= Beginning of Section =

PR #40, opened 2015-03-24
Make svgs colors come from css

danehansen:
also made some more consistancies between svg icons and also centralized emitter events to a new static class

:eyeglasses: @btholt @ajacksified


assets/less/components/SVG.less
```diff
@@ -0,0 +1,23 @@
+.SVG-fill {
+  fill: #b8b8b8;
```
ajacksified: Can you make this a variable? (Or use one of the existing `gray` variables?)

src/Constants.es6.js
```diff
@@ -0,0 +1,13 @@
+class Constants {
```
ajacksified: This could just export an object instead of a class, unless you need it to be a class for some reason.

src/views/components/PostIcon.jsx
```diff
@@ -9,21 +9,21 @@ class PostIcon extends React.Component {
...
         </g>
         <g ref='pencil'>
-          <path fill='#b8b8b8' d='M11.859481,12.920886l-6.772291,1.99185l1.99185-6.772289l9.549256-9.549258 c0.713877-0.713877,1.87553-0.713877,2.589405,0l2.191036,2.191034c0.713875,0.713877,0.713875,1.875529,0,2.589406 L11.859481,12.920886z'/>
-          <path fill='#fff' d='M17.62425-0.412876c0.16501-0.16501,0.432543-0.165011,0.597555,0l2.191034,2.191035 c0.165012,0.165011,0.16501,0.432545,0,0.597555l-0.896332,0.896333l-2.788591-2.78859L17.62425-0.412876 M15.731992,1.479381 l2.78859,2.788591l-6.77229,6.772289l-2.78859-2.788589L15.731992,1.479381 M8.162962,9.446782l2.39022,2.390221 l-3.386145,0.995924L8.162962,9.446782 M5.829183,7.39849l-2.82178,9.594069l9.59407-2.821778l9.900674-9.904946 c1.164682-1.269361,1.132223-3.249847-0.097456-4.479526l-2.191034-2.191035 c-1.229679-1.229678-3.210165-1.262138-4.479527-0.097455l-0.002137-0.002137L5.829183,7.39849z'/>
+          <path className='SVg-fill' d='M11.859481,12.920886l-6.772291,1.99185l1.99185-6.772289l9.549256-9.549258 c0.713877-0.713877,1.87553-0.713877,2.589405,0l2.191036,2.191034c0.713875,0.713877,0.713875,1.875529,0,2.589406 L11.859481,12.920886z'/>
```
ajacksified: `SVG` rather than `SVg`

ajacksified:
:nail_care:

danehansen:
:haircut: 

note to self: only merge this after brian's current PR

assets/less/components/SVG.less
```diff
@@ -0,0 +1,23 @@
...
+.SVG-stroke {
+  stroke: @light-gray;
+}
+
+.SVG-stroke-bg {
+  stroke: @white;
+}
+
+.DownvoteIcon.altered .SVG-fill {
+  fill: #9494ff;
```
ajacksified: `@periwinkle`a

assets/less/components/SVG.less
```diff
@@ -0,0 +1,23 @@
...
+}
+
+.UpvoteIcon.altered .SVG-fill {
+  fill: #ff4500;
```
ajacksified: `@orangered`

src/Constants.es6.js
```diff
@@ -0,0 +1,8 @@
+module.exports = {
```
ajacksified: For es6, should be this instead of `module.exports`:

```
var constants = { ... }
export default constants
```

ajacksified:
A couple minor things, then good to go. :nail_care:

src/Constants.es6.js
danehansen: works fine as is syntax-wise, and even though this isn't a proper class i prefer to think of files like this as a static class and stick with caps

ajacksified: It operates the same way `config` does - and [only constructors should be capitalized](https://github.com/reddit/styleguide/tree/master/javascript#naming-conventions). This should be consistent.

Using es6 `export` syntax makes it consistent with the rest of the entire project.

ajacksified:
`git mv src/Constants.es6.js src/constants.es6.js`, then change everything to `constants from '../../constants'` everywhere, and then good to go.

ajacksified:
Looks like the `git mv src/Constants.es6.js src/constants.es6.js` didn't get included in your changes, so it own't build on case-sensitive file systems. :fish: after that.

btholt:
#39 has been merged so that's not blocking anymore.

ajacksified:
Merged: https://github.com/reddit/reddit-mobile/commit/fd9f132df977004f86f7fc103a53384ea98a4709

= End of Section =

**The problem:** Out of the preceding entries, pull every line containing the string "after".

**Answer for this exercise:**
note to self: only merge this after brian's current PR
Looks like the `git mv src/Constants.es6.js src/constants.es6.js` didn't get included in your changes, so it own't build on case-sensitive file systems. :fish: after that.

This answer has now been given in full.